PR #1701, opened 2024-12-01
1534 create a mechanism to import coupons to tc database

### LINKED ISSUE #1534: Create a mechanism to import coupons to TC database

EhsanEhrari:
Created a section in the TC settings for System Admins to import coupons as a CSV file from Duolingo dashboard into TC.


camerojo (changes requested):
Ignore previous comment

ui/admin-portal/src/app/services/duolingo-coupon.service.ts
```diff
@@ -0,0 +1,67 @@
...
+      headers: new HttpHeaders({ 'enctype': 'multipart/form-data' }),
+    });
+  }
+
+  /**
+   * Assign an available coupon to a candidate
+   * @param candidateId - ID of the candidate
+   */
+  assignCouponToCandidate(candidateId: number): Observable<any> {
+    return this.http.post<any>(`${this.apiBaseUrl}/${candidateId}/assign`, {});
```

______________________________

## EXERCISE:
This exercise asks for every line of the records to be repeated exactly.

## EXPECTED OUTPUT:
PR #1701, opened 2024-12-01
1534 create a mechanism to import coupons to tc database

### LINKED ISSUE #1534: Create a mechanism to import coupons to TC database

EhsanEhrari:
Created a section in the TC settings for System Admins to import coupons as a CSV file from Duolingo dashboard into TC.


camerojo (changes requested):
Ignore previous comment

ui/admin-portal/src/app/services/duolingo-coupon.service.ts
```diff
@@ -0,0 +1,67 @@
...
+      headers: new HttpHeaders({ 'enctype': 'multipart/form-data' }),
+    });
+  }
+
+  /**
+   * Assign an available coupon to a candidate
+   * @param candidateId - ID of the candidate
+   */
+  assignCouponToCandidate(candidateId: number): Observable<any> {
+    return this.http.post<any>(`${this.apiBaseUrl}/${candidateId}/assign`, {});
```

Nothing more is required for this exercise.